Collected data entries:
PR #790, opened 2020-05-22
Fix IAR warnings for enums

danewalton:
IAR gives warnings for ->

> Warning[Pe188]: enumerated type mixed with another type

So `0` initialized structs trigger the warnings. This explicitly sets the enums to default values.

### DIFF
--- a/sdk/iot/common/inc/az_iot_common.h
+++ b/sdk/iot/common/inc/az_iot_common.h
@@ -35,6 +35,9 @@ enum
  */
 typedef enum
 {
+  // Default, unset value
+  AZ_IOT_STATUS_UNSET = 0,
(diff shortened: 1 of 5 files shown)


sdk/iot/common/inc/az_iot_common.h
```diff
@@ -35,6 +35,9 @@ enum
  */
 typedef enum
 {
+  // Default, unset value
+  AZ_IOT_STATUS_UNSET = 0,
```
CIPop, line 39: I would call this STATUS_UNKNOWN instead.

danewalton: Done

| Work item |
Give back all of the records exactly as they were provided above.

| Task result |
PR #790, opened 2020-05-22
Fix IAR warnings for enums

danewalton:
IAR gives warnings for ->

> Warning[Pe188]: enumerated type mixed with another type

So `0` initialized structs trigger the warnings. This explicitly sets the enums to default values.

### DIFF
--- a/sdk/iot/common/inc/az_iot_common.h
+++ b/sdk/iot/common/inc/az_iot_common.h
@@ -35,6 +35,9 @@ enum
  */
 typedef enum
 {
+  // Default, unset value
+  AZ_IOT_STATUS_UNSET = 0,
(diff shortened: 1 of 5 files shown)


sdk/iot/common/inc/az_iot_common.h
```diff
@@ -35,6 +35,9 @@ enum
  */
 typedef enum
 {
+  // Default, unset value
+  AZ_IOT_STATUS_UNSET = 0,
```
CIPop, line 39: I would call this STATUS_UNKNOWN instead.

danewalton: Done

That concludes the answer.